Suppose I have the following file structure in the root of my site:
index.php
autoload.php
----| /Models
--------| /MainModel
------------| MainModel.php
----| /Controllers
--------| /MainController
------------| MainController.php
Suppose there is a method in MainModel.php called mainMethod () as follows:
<?php namespace Models\MainModel;
class MainModel
{
public function mainMethod()
{
return json_encode(array('mensagem' => 'Tudo funcionando por aqui'));
}
}
In index.php , I include the file autoload.php
<?php
include_once 'autoload.php';
// resto do código
My autoload.php file has the following code:
spl_autoload_register(function ($class) {
$prefix = '';
$base_dir = __DIR__.'/';
$len = strlen($prefix);
if (strncmp($prefix, $class, $len) !== 0) {
return;
}
$relative_class = substr($class, $len);
$file = $base_dir.str_replace('\', '/', $relative_class).'.php';
if (file_exists($file)) {
require $file;
}
});
Now, comes witchcraft that I do not understand how it works. If I do:
<?php
include_once 'autoload.php';
$obj = new Models\MainModel\MainModel;
echo $obj->mainMethod();
// Output: {"mensagem": "Tudo funcionando por aqui"}
Even if I indicate the classes of controllers the recognition is the same. It works!

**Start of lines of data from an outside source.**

PR #1209, opened 2025-02-19
Operating `PvModel` with data validity duration based on the next tick

### LINKED ISSUE #1208: Operate `PvModel` with data validity duration based on the next, not the last tick
I'd like to adapt the old PvModel to the new logic used with the new model in a separate issue

sebastian-peter:
Resolves #1208

The data validty duration (duration in which the current tick is valid) is now based on the interval "current tick -> next tick" (as it should), and not anymore based on "last tick -> current tick".


sebastian-peter:
Closed in favor of solution for #1212

PR #1224, opened 2025-02-24
Setting a higher testing timefactor

### LINKED ISSUE #1222: Fix test timeouts for all tests
Randomly, tests keep failing like the following, probably because in CI the timeout is exceeded because we run many tests in parallel.

```
edu.ie3.simona.sim.SimonaSimSpec > SimonaSim should indicate success to the starter and stop when receiving SimulationEnded from TimeAdvancer FAILED

    java.lang.AssertionError at SimonaSimSpec.scala:94
```

Set a higher test timeout per default.

sebastian-peter:
Resolves #1222


staudtMarius (approved):
LGTM

PR #5015, opened 2024-01-18
HIVE-28009: Shared work optimizer ignores schema merge setting in case of virtual column difference

kasakrisz:
Extend table scan schema comparing with comparing virtual columns in shared work optimizer.

Shared work optimizer can merge table scan operators scanning the same table with different schema. This feature is controlled by `hive.optimize.shared.work.merge.ts.schema` but the current implementation ignores the value of the flag and always merge.

Only in execution plans.

No.

```
mvn test -Dtest.output.overwrite -DskipSparkTests -Dtest=TestMiniLlapLocalCliDriver -Dqfile=sharedwork_virtualcol_schema_merge.q -pl itests/qtest -Pitests
mvn test -Dtest.output.overwrite -Dtest=TestIcebergCliDriver -Dqfile=merge_iceberg_copy_on_write_unpartitioned.q,update_iceberg_copy_on_write_partitioned.q,update_iceberg_copy_on_write_unpartitioned.q -pl itests/qtest-iceberg -Piceberg -Pitests
```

Well, I have a closure autoload that works, but how does this closure work? How does PHP's autoloading recognize classes within folders, even though I have indicated only the project root?
PHP is going inside the folders and recognizing the classes, how is this possible?
The big detail of this is that if the MainModel.php file is not inside a MainModel folder (with the same file name) the autoload does not work.
Another curious thing is that the namespace have to indicate the path of the file to the class from the root Models\MainModel
, then I declare the class.
I do not want to know how to use autoload, because this I already got, but rather how it works, because I'm using something I do not know how it works.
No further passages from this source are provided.